Reactions to looksmaxxing seem to be working off the basis that young men have, themselves, invented/discovered the concept of looks bearing upon how one is treated — as if this is something unheard of? Journalists, therapists, and doctors alike have united to warn about the psychological damage of obsessive self-measurement, what a danger body deformation poses, and how physical change fails to offer a “sustainable” tonic to insecurities. 


Meanwhile, not fifteen years ago, diets such as the “master cleanse,” the cabbage soup diet, cotton ball dieting — restricting oneself to maple syrup, cayenne pepper, and lemon juice, vegetable mush, and cotton balls soaked in fruit juice (supposed to mimic the feeling of fullness) — were, at best, widely ignored by mainstream media and, at worst, promoted by it. Headlines such as ‘Shrink Yourself For Summer,’ along with the latest celebrity crash diets, essentially ran the social pages. When they applied mainly to women, obsessive eating and exercise routines were treated as gospel. 

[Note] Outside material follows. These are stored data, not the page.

PR #973, opened 2021-02-23
Separate filter form and body form in table

goemen:
- Fix financial value filters and adding tooltips


frontend/src/components/Table/Table.tsx
```diff
@@ -498,7 +512,7 @@ const Table = <T extends object>(props: PropsWithChildren<TableProps<T>>): React
                 innerRef={filterFormRef as any}
               >
                 {actions => (
-                  <>
+                  <Form>
```
agalbrai, line 515: How does this change the component? Does it add behaviour of some kind?

frontend/src/features/properties/list/PropertyListView.tsx
```diff
@@ -490,113 +501,135 @@ const PropertyListView: React.FC = () => {
...
+                const changedRows = dirtyRows.map(change => {
+                  const data = { ...values.properties![change.rowId] };
+
+                  return { rowId: change.rowId, data } as any;
+                });
+                if (changedRows.length > 0) {
+                  for (const change of changedRows) {
+                    const apiProperty = toApiProperty(change.data as any, true);
+                    const callApi = apiProperty.parcelId ? updateParcel : updateBuilding;
+                    const response: any = await callApi(apiProperty.id, apiProperty);
```
devinleighsmith, line 608: does this perform ok if the user changes a relatively large number of rows at the same time? What happens if one of the requests fails?

frontend/src/features/properties/list/PropertyListView.tsx
```diff
@@ -490,113 +501,135 @@ const PropertyListView: React.FC = () => {
...
+          }}
+          renderBodyComponent={({ body }) => (
+            <Formik
+              innerRef={tableFormRef as any}
+              initialValues={{ properties: data || [] }}
+              enableReinitialize
+              onSubmit={async values => {
+                let nextProperties = [...values.properties];
+                const changedRows = dirtyRows.map(change => {
+                  const data = { ...values.properties![change.rowId] };
```
devinleighsmith, line 600: this works properly with paging, right?

frontend/src/features/properties/list/PropertyListView.tsx
```diff
@@ -490,113 +501,135 @@ const PropertyListView: React.FC = () => {
...
+            onExpand: loadBuildings,
+            getRowId: row => row.id,
+          }}
+          filter={appliedFilter}
+          onFilterChange={values => {
+            setFilter({ ...filter, ...values });
+          }}
+          renderBodyComponent={({ body }) => (
+            <Formik
+              innerRef={tableFormRef as any}
```
devinleighsmith, line 594: to we not have any validation on this form? note that while chrome doesn't allow you to type non-numeric characters into numeric fields other browsers will.

frontend/src/features/properties/list/PropertyListView.tsx
```diff
@@ -490,113 +501,135 @@ const PropertyListView: React.FC = () => {
...
-                } else {
-                  return false;
-                }
-              }}
-              detailsPanel={{
-                render: val => {
-                  if (expandData[val.id]) {
-                    return <Buildings hideHeaders={true} data={expandData[val.id]} />;
+          canRowExpand={(val: any) => {
+            if (val.values.propertyTypeId === 0) {
```
devinleighsmith, line 568: This probably needs to include subdivisions now.

frontend/src/features/properties/list/PropertyListView.tsx
```diff
@@ -490,113 +501,135 @@ const PropertyListView: React.FC = () => {
...
+          }}
+          filter={appliedFilter}
+          onFilterChange={values => {
+            setFilter({ ...filter, ...values });
+          }}
+          renderBodyComponent={({ body }) => (
+            <Formik
+              innerRef={tableFormRef as any}
+              initialValues={{ properties: data || [] }}
+              enableReinitialize
```
devinleighsmith, line 596: probably will want to make sure that leaving the enableReinitialize isn't refreshing the form if a user is in edit mode for  a while ( a few minutes) also want to make sure that changes in the filter bar affect edit mode in a reasonable way.

devinleighsmith (approved):
Approving, but I left some comments on areas where I'm concerned about possible issues.

frontend/src/features/properties/list/PropertyListView.tsx
Fosol: Will subdivisions have buildings on them?

Fosol: Don't we have an `enum` for `PropertyTypes`?

frontend/src/features/properties/list/PropertyListView.tsx
Fosol: You need to handle if one or more of the requests fail

Fosol (approved):

frontend/src/components/Table/Table.tsx
goemen: This allows to submit the form by clicking ENTER

frontend/src/features/properties/list/PropertyListView.tsx
goemen: Only the current page is part of the form, yes is works with paging

frontend/src/features/properties/list/PropertyListView.tsx
goemen: Added a toast display and added row fields validation error display

frontend/src/features/properties/list/PropertyListView.tsx
goemen: Added validation

frontend/src/features/properties/list/PropertyListView.tsx
goemen: @devinleighsmith can you verify if this change need to be made, not too familiar with subdivisions in the table?

frontend/src/features/properties/list/PropertyListView.tsx
goemen: This seems to be not a problem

It can’t be said either that looksmaxxing is filling a space now emptied of mainstream dieting. Online platforms are filled with women promoting unhealthy and unsustainable practices — from sharing their ‘morning shed’ of various face masks and lip tape, to ’skinnyisthefit’ once again trending online. BBL surgeries — which have the highest mortality rate of any cosmetic surgery — have increased in frequency by 800% in the last decade. Hospital admissions in the UK for anorexia, which has the highest mortality rate of any mental illness, have doubled in the past ten years. Meanwhile, runways and retailers are once again embracing the razor-thin, acid tall ‘look’ in models, all under the guise of health.


But that’s the thing, every part of this is hypocritical. Looksmaxxing derives from incel culture — a community infamous for misogynist leanings — yet encourages men to look better in order to be able to sleep with women. It almost perfectly mirrors 2000s diet culture — which fed entirely off of women’s insecurities — but mocks and rejects women from its ‘space,’ claiming that we have it too easy


As much as I am angry that women are still subject to the toxic culture surrounding their bodies, I worry for young men falling prey to this trend. As someone born in the full flames of diet culture, I can tell you with certainty: There is no end to the hamster wheel, no moment where it’s finally enough. Follow the flashing green signs and get the f*** out.